La vie de l'ancien président Sambi mise en danger. Les faits sont clairs. Il y a plus d’un an son médecin avait sollicité son déplacement à l’étranger
La vie de l'ancien président Sambi mise en danger
Emprisonné depuis plus de 8 ans, le cas Sambi prend un tournant inquiétant qui en dit long sur la gestion du pouvoir dans l’archipel. Ce n’est plus seulement l’histoire d’un homme malade qu’on empêche de se soigner. C’est un film sur la gouvernance autoritaire, agressive. Un pouvoir qui ne respecte rien, y compris ses propres lois.
L’état de santé de Sambi
Les faits sont clairs. Il y a plus d’un an son médecin avait sollicité son déplacement à l’étranger, le juge d’instruction l’avait accepté. Cela ne s’est pas fait ! Interférence du pouvoir.
Ces derniers temps, sa situation s’est aggravée. La demande de transfert à l’étranger a été précisée : des examens coronariens, procédures médicales spécialisées indisponibles aux Comores. Le parquet, dans une démarche qui se voulait apparemment régulière, a mandaté un collège d’experts médicaux pour statuer sur cette demande.
Mais voilà que le collège d’experts confirme, sans équivoque, les préconisations du médecin traitant. La nécessité médicale du déplacement était établie. Mais cette conclusion ne convenait pas. Plutôt que de respecter l’avis des experts qu’il avait lui-même désignés, le parquet s’est trouvé un médecin pour infirmer les préconisations du collège d’experts.
Un système qui gouverne par la force
Pour faire avaler la pilule, le procureur de la République a tenu une conférence de presse dilatoire. Au lieu de s’expliquer sur les raisons du rejet des conclusions du collège d’experts, il s’est livré à un éloge appuyé des conditions d’emprisonnement de M. Sambi. Une diversion qui ne trompe personne. Une arrogante face à l’opinion publique insupportable.

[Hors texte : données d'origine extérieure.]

PR #304, opened 2021-12-11
Project submission for beatThat

krystalng1:

🚀🚀🚀🚀🚀🚀🚀🚀🚀🚀🚀🚀🚀🚀🚀🚀

How many hours did you spend on this assignment? // 5 Hours 

// Not unable to pull the helper function after refactoring to change the player and choose the dice order

// To get the logic to change the player and and choose the dice order and afterwards refactor the codes. 

Comfort Level (1-5): // 3

Completeness Level (1-5):  // 3

Is there anything in this code that you feel pleased about? //Able to run the code eventually, setting up the various helper factor so that i can use it in the main function itself and successfully managed to refactor the codes

What's one aspect of your code you would like specific, elaborate feedback on? // Managed to understand how to use the various game mode to change the player and choose the dice order.

### DIFF
--- a/script.js
+++ b/script.js
@@ -9,7 +9,7 @@
 
 // 4. After both players have rolled and chosen dice order, the player with the higher combined number wins. -> to compare the 2 dice value
 
-// 6. The game will reset and will go back to Player 1
+// 5. The game will reset and will go back to Player 1
 
 //To define Global Variable
 var gameModeRollDice = "game mode roll dice";
--- a/script.js
+++ b/script.js
@@ -1,4 +1,135 @@
+// Project 2 : Beat that (Base)//
+
+// 1. Number of players = 2 , will take turns to play the game
+// Create a prompt to inform player to click on submit button.
+
+// 2. When a player clicks Submit, the game rolls 2 dice and shows the dice rolls, for example 3 and 6. The dice values should be stored for each player.
+
+// 3. The player picks the order of the dice they want. (e.g whether dice 1 or dice 2 will go first) -> conditional statement. Store the value in an array
+
+// 4. After both players have rolled and chosen dice order, the player with the higher combined number wins. -> to compare the 2 dice value
+
+// 6. The game will reset and will go back to Player 1
+
+//To define Global Variable
+var gameModeRollDice = "game mode roll dice";
+var gameModeChooseDice = "game mode choose dice";
+var gameModeDetermineWinner = "game mode determine winner";
+//start the gamemode to roll the dice
+var gameMode = gameModeRollDice;
+var currentPlayerRoll = [];
+//To track the current player along the game
+var currPlayer = 1;
+var allPlayerScore = [];
+
+//Roll dice helper function to return random value from 1 - 6
+var rollDice = function () {
+  var randomDecimal = Math.random() * 6;
+  var randomInteger = Math.floor(randomDecimal);
+  var diceNumber = randomInteger + 1;
+  return diceNumber;
+};
+
+// Roll 2 dice helping function to return message
+var rollDiceForGame = function () {
+  var counter = 0;
+  while (counter < 2) {
+    currentPlayerRoll.push(rollDice());
+    counter = counter + 1;
+  }
+  console.log("rolldice for player", currentPlayerRoll);
+
+  return `🎲 Welcome Player ${currPlayer} 🎲 <br><br> You rolled ${currentPlayerRoll[0]} for Dice 1 and ${currentPlayerRoll[1]} for Dice 2 <br><br> Choose the order of the dice by entering the number "1" or "2".`;
+};
+
+var getPlayerScore = function (playerInput) {
+  var playerScore;
+  console.log("playerScore");
+  // to prompt error message if the input is not '1' or '2'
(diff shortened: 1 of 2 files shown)


script.js
```diff
@@ -1,4 +1,135 @@
...
+
+// 4. After both players have rolled and chosen dice order, the player with the higher combined number wins. -> to compare the 2 dice value
+
+// 5. The game will reset and will go back to Player 1
+
+//To define Global Variable
+var gameModeRollDice = "game mode roll dice";
+var gameModeChooseDice = "game mode choose dice";
+var gameModeDetermineWinner = "game mode determine winner";
+//start the gamemode to roll the dice
```
kenrickles, line 18: I think a clearer comment here would be 'initialising the game mode to roll the dice'

script.js
```diff
@@ -1,4 +1,135 @@
...
+    );
+  }
+  allPlayerScore.push(playerScore);
+  currentPlayerRoll = [];
+  return `🎲 Player ${currPlayer}🎲 <br><br>
+  Your choosen value is ${playerScore}.`;
+};
+
+var determineWinner = function () {
+  var winnerMessage = `🎲 Player 1 score is ${allPlayerScore[0]} and Player 2 score is ${allPlayerScore[1]}🎲  <br>`;
```
kenrickles, line 73: Good use of defining variables that will be repeated !

script.js
```diff
@@ -1,4 +1,135 @@
...
+  console.log("check game mode", gameMode);
+  var outputMessage = "";
+  // If the game mode is roll dice, we will call the helper function and generate the dice number for the player
+  if (gameMode == gameModeRollDice) {
+    outputMessage = rollDiceForGame();
+    gameMode = gameModeChooseDice;
+    return outputMessage;
+  }
+  // If game mode changes to choose dice, we will run this section of codes
+  console.log("check game mode change", gameMode);
```
kenrickles, line 110: i would actually shift the console.log into line 112 instead. to help me better see if the change happened and in a way to track the change.

script.js
```diff
@@ -1,4 +1,135 @@
...
+  if (gameMode == gameModeChooseDice) {
+    outputMessage = getPlayerScore(input);
+
+    // if this is still player 1, we will run this section and inform that it is now playaer 2 turn to roll the dice
+    console.log("curr player", currPlayer);
```
kenrickles, line 115: i will shift this console.log into line 117, to check for the current player.

script.js
```diff
@@ -1,4 +1,135 @@
...
+    if (currPlayer == 1) {
+      currPlayer = 2;
+      gameMode = gameModeRollDice;
+      return `${outputMessage} It is Player 2's turn after you have selected the dice order. <br>`;
+    }
+    // if this is player 2, we will switch the game mode to determine the winner for both players
+    console.log("curr player", currPlayer);
```
kenrickles, line 122: Same as the above comment, but i will shift it in line 124 instead

script.js
```diff
@@ -1,4 +1,135 @@
...
+      return `${outputMessage} <br><br> Please press submit to determine the winner!`;
+    }
+  }
+  // call the helper function above to determine the winner and restart the game afterwards
+  if (gameMode == gameModeDetermineWinner) {
+    outputMessage = determineWinner();
+    restartGame();
+    return outputMessage;
+  }
+  console.log("Game is restart");
```
kenrickles, line 134: i would shift this to line 133 instead.

script.js
```diff
@@ -1,4 +1,135 @@
...
+};
+
+var getPlayerScore = function (playerInput) {
+  var playerScore;
+  console.log("playerScore");
+  // to prompt error message if the input is not '1' or '2'
+  if (playerInput != 1 && playerInput != 2) {
+    return `Please only input either '1' or '2' to choose which dice to use as the first digit.`;
+  }
+  console.log("input==1");
```
kenrickles, line 52: i would put this inside the if function and maybe write "Running in If condition, PlayerInput = 1"

script.js
```diff
@@ -1,4 +1,135 @@
...
+  // if the input is '1', they will recognise the player score in this order
+  if (playerInput == 1) {
+    playerScore = Number(
+      String(currentPlayerRoll[0]) + String(currentPlayerRoll[1])
+    );
+  }
+  console.log("input==2");
```
kenrickles, line 59: Same as the above comment

kenrickles (commented):
Excellent effort! i really see the thought being put into this. I really like how you try to use console.log. I like your comments, it really helps me to follow along easily!


A point to note: When we use console.log, we should try to put it inside the IF function itself as it will tell us where the code is actually running. So if something doesn't work right, we can check if it enters the IF condition or not easier. I would prefer if you could make the main function cleaner for your final project. 

Also, I would like you to think about the user's perspective more. Perhaps you could get a friend or a family member to try playing your game to give you feedback on what the user's painpoints are.

 For example, when you return the message: "Your choosen value is 12. It is Player 2's turn after you have selected the dice order."  The user actually has no idea that he/she has to press the submit button again to move on to next player. 
 
 Remember, the reason we become software engineers is to make the user experience great as well. :) 
 
 Overall, excellent effort and good work!!

PR #311, opened 2021-12-13
beat that submission 12-1 Ma he

mahe993:

🚀🚀🚀🚀🚀🚀🚀🚀🚀🚀🚀🚀🚀🚀🚀🚀

1 day

too many or not enough "}"

trying to implement knockout mode in a round robin tournament format. still trying to work on it.

Comfort Level (1-5): 1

Ces genres de subterfuges qui ne reposent sur rien, qui affiche un mépris insolent envers les citoyens ne peuvent pas cacher une gouvernance basée sur la force des militaires. Cette affaire dépasse donc largement le cas personnel de l’ancien président. Elle illustre une méthode de gouvernement où le pouvoir agit à sa guise, sans respect pour les lois ni pour les citoyens, un pouvoir qui s’impose par la repressions.
La question que tout un chacun se pose : les Comoriens vont-ils attendre passivement ce qu’il faut bien appeler un « assassinat à petit feu » comme l’a souligné une fille de Sambi ? Ou bien dans un sursaut salutaire, le président Azali, qui se pose en Imam, fera preuve de compassion et clémence. C’est l’avenir qui nous le dira.